Long-Term Management

Patient education and establishment of a specific follow up plan are the mainstays of long-term management of AHF. Detailed information on self-assessment of symptoms, monitoring of blood pressure and body weight and dietary restrictions should be provided prior to discharge. An early visit to a HF clinic should be scheduled for up titration of GDMT and consideration of device therapy and other advanced therapies that may be required in the trajectory of HF. Telemonitoring has been applied for HF patients with some encouraging results on all-cause mortality and HF hospitalizations as shown by a meta-analysis of systematic reviews on the topic, however large RCTs are still lacking in this area [92]. A few new technologies such as implantable wireless hemodynamic monitors and implantable intrathoracic impedance monitoring timely detect imminent decompensation allowing for adjustments to medical treatment thus preventing clinically significant deterioration [9395]. Some devices are already implemented in clinical practice while others are still under investigation and their use is expected to broaden in the future.
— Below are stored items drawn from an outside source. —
PR #3239, opened 2024-07-26
Refactor cache implementations

StephenButtolph:
## Why this should be merged

The `cache` package is currently a bit odd - as there is a `metercacher` sub-package (similar to the `database` implementations). But `lru` is implemented in the top level `cache` package.

This moves the `lru` implementations out of the `cache` package into their own package (to align with the database structure)

## How this works

- Moves code around
- Deprecates some code
- Unexports as much code as possible

## How this was tested

Existing tests


cache/cachetest/cacher.go
```diff
@@ -23,11 +23,11 @@ var Tests = []struct {
 	Size int
 	Func func(t *testing.T, c cache.Cacher[ids.ID, int64])
 }{
-	{Size: 1, Func: TestBasic},
-	{Size: 2, Func: TestEviction},
+	{Size: 1, Func: Basic},
+	{Size: 2, Func: Eviction},
 }
 
-func TestBasic(t *testing.T, cache cache.Cacher[ids.ID, int64]) {
```
joshua-kim, line 30: Why are these renamed? Is this because we felt the `cachetest.Test*` is stuttering?

StephenButtolph: Yes

alarso16 (approved):
lgtm

PR #3240, opened 2024-07-27
Simplify static fee calculations

StephenButtolph:
## Why this should be merged

The main goal of this PR is to simplify the `fee.NewStaticCalculator` signature. Previously the signature was:
```golang
func NewStaticCalculator(
	config StaticConfig,
	upgradeTimes upgrade.Config,
	chainTime time.Time,
) Calculator
```
Now it is:
```golang
func NewStaticCalculator(config StaticConfig) Calculator
```

## How this works

This is done by removing `CreateAssetFee` from the `StaticConfig` and expecting `CreateSubnetTxFee` and `CreateBlockchainTxFee` to be set by the caller.

## How this was tested

- [X] CI
- [x] Bootstrapped P-chain


vms/platformvm/txs/fee/static_calculator.go
```diff
@@ -70,30 +63,12 @@ func (c *staticVisitor) AddDelegatorTx(*txs.AddDelegatorTx) error {
...
-func (c *staticVisitor) AdvanceTimeTx(*txs.AdvanceTimeTx) error {
-	c.fee = 0 // no fees
-	return nil
-}
-
-func (c *staticVisitor) RewardValidatorTx(*txs.RewardValidatorTx) error {
-	c.fee = 0 // no fees
+	c.fee = c.config.CreateSubnetTxFee
 	return nil
 }
```
StephenButtolph, line 73: These are replaced with more explicit errors rather than returning no fees.

wallet/chain/p/builder/context.go
```diff
@@ -12,21 +12,15 @@ import (
...
-	CreateSubnetTxFee             uint64
-	TransformSubnetTxFee          uint64
-	CreateBlockchainTxFee         uint64
-	AddPrimaryNetworkValidatorFee uint64
-	AddPrimaryNetworkDelegatorFee uint64
-	AddSubnetValidatorFee         uint64
-	AddSubnetDelegatorFee         uint64
+	NetworkID       uint32
+	AVAXAssetID     ids.ID
+	StaticFeeConfig fee.StaticConfig
```
StephenButtolph, line 23: Now that the config doesn't have the `CreateAssetFee` - we can just use the config here directly 🥳

vms/platformvm/txs/fee/calculator_test.go
```diff
@@ -3,251 +3,127 @@
...
-	// chain times needed to have specific upgrades active
-	preEUpgradeTime := upgrades.EUpgradeTime.Add(-1 * time.Second)
-	preApricotPhase3Time := upgrades.ApricotPhase3Time.Add(-1 * time.Second)
-
-	tests := []struct {
-		name       string
-		chainTime  time.Time
-		unsignedTx func() txs.UnsignedTx
-		expected   uint64
+	txTests = []struct {
```
StephenButtolph, line 20: These tests will be re-used for the dynamic fees tests.

vms/platformvm/state/chain_time_helpers.go
```diff
@@ -77,5 +77,16 @@ func GetNextStakerChangeTime(state Chain) (time.Time, error) {
...
+// NewStaticFeeCalculator creates a static fee calculator, with the config set
+// to either the pre-AP3 or post-AP3 config.
+func NewStaticFeeCalculator(cfg *config.Config, timestamp time.Time) fee.Calculator {
+	config := cfg.StaticFeeConfig
+	if !cfg.UpgradeConfig.IsApricotPhase3Activated(timestamp) {
+		config.CreateSubnetTxFee = cfg.CreateAssetTxFee
+		config.CreateBlockchainTxFee = cfg.CreateAssetTxFee
+	}
+	return fee.NewStaticCalculator(config)
 }
```
StephenButtolph, line 92: I'm not convinced that this is the right place for these methods... But will leave that decision to a later PR.

vms/platformvm/txs/fee/calculator_test.go
```diff
@@ -3,251 +3,127 @@
...
+			expectedStaticFee:    0,
+			expectedStaticFeeErr: ErrUnsupportedTx,
 		},
 		{
-			name:       "CreateChainTx pre ApricotPhase3",
-			chainTime:  preApricotPhase3Time,
-			unsignedTx: createChainTx,
-			expected:   feeTestsDefaultCfg.CreateAssetTxFee,
+			name:                 "RewardValidatorTx",
+			tx:                   "0000000000143d0ad12b8ee8928edf248ca91ca55600fb383f07c32bff1d6dec472b25cf59a700000000",
```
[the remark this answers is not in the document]
StephenButtolph: Do you think it would be better to move these transactions to separate files (and embed them?). These are really more intended to be compliance tests that should never change... I feel like if we included them in their non-binary forms... Their definition would dominate the tests... When really I think of them as amorphous tests to prevent unexpected changes.

dhrubabasu (approved):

Conclusions, Unmet Needs, and Gaps in Knowledge

Acute heart failure remains a major challenge with high in-hospital mortality and poor post-discharge outcomes. Up to date, randomized clinical trials for medications administered in the initial phases of AHF have yielded neutral results and several issues in terms of AHF management remain to be addressed (Table 2). The selection of the best timing to administer a drug under investigation is unclear and the different phenotypes of patients presenting with AHF renders the interpretation of trial results troublesome. A precise definition of clinical stabilization is lacking, resulting in uncertainties as to what is the optimal time to initiate or uptitrate guideline directed medical treatment. Furthermore, implementation of mechanical therapies is variable, depending on local availability and expertise. In this context, optimization of disease-modifying therapies has proved to be the most significant tool in preventing readmissions and deaths. Taking this into consideration, admission for AHF represents a window of opportunity for patients to initiate GDMT as soon as possible after stabilization and to be referred to specialist HF-clinics thereafter for further optimization. Future prospective studies are warranted to elucidate which patients will benefit the most by available therapies and define the optimal timing for treatment implementation, in an effort to improve clinical outcomes in AHF.